> _What you will do_:
Once you have read the records below, print them again exactly as they stand.

_____

Issue #7762, opened 2018-04-05
Copy & paste from datatable


rupgr:
I don't believe it is possible already, but could you add the ability to copy & paste from the datatable.
My use case would be for copying and pasting between Bokeh and Excel.
Many thanks!

bryevdv:
It appears there is nothing built into SlickGrid, but there may be some hope to follow this example:

http://6pac.github.io/SlickGrid/examples/example-excel-compatible-spreadsheet.html

Nicoowr:
I took a look at the code in the link and it appears we need the SlickGrid object to set up the copy/paste tool : 
      `grid = new Slick.Grid("#myGrid", data, columns, options);`
      `grid.setSelectionModel(new Slick.CellSelectionModel());`
      `grid.registerPlugin(new Slick.AutoTooltips());`
Do you know how we could get it from bokeh? So far, using customJS, I have only been able to get the "div" object containing the table. I could recreate the table from it in JS but this seems an absurd way to do it...

PR #8504, opened 2018-12-14
Enable copy paste from Datatable

alhoo:
Add support for copy pasting data from datatables

Very simple implementation of copy pasting. Probably needs some more work and no unit tests with this commit, but hopefully gives a quick start to finalizing the rest. Fixes issue #7762.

_____

> _Written answer_:
Issue #7762, opened 2018-04-05
Copy & paste from datatable


rupgr:
I don't believe it is possible already, but could you add the ability to copy & paste from the datatable.
My use case would be for copying and pasting between Bokeh and Excel.
Many thanks!

bryevdv:
It appears there is nothing built into SlickGrid, but there may be some hope to follow this example:

http://6pac.github.io/SlickGrid/examples/example-excel-compatible-spreadsheet.html

Nicoowr:
I took a look at the code in the link and it appears we need the SlickGrid object to set up the copy/paste tool : 
      `grid = new Slick.Grid("#myGrid", data, columns, options);`
      `grid.setSelectionModel(new Slick.CellSelectionModel());`
      `grid.registerPlugin(new Slick.AutoTooltips());`
Do you know how we could get it from bokeh? So far, using customJS, I have only been able to get the "div" object containing the table. I could recreate the table from it in JS but this seems an absurd way to do it...

PR #8504, opened 2018-12-14
Enable copy paste from Datatable

alhoo:
Add support for copy pasting data from datatables

Very simple implementation of copy pasting. Probably needs some more work and no unit tests with this commit, but hopefully gives a quick start to finalizing the rest. Fixes issue #7762.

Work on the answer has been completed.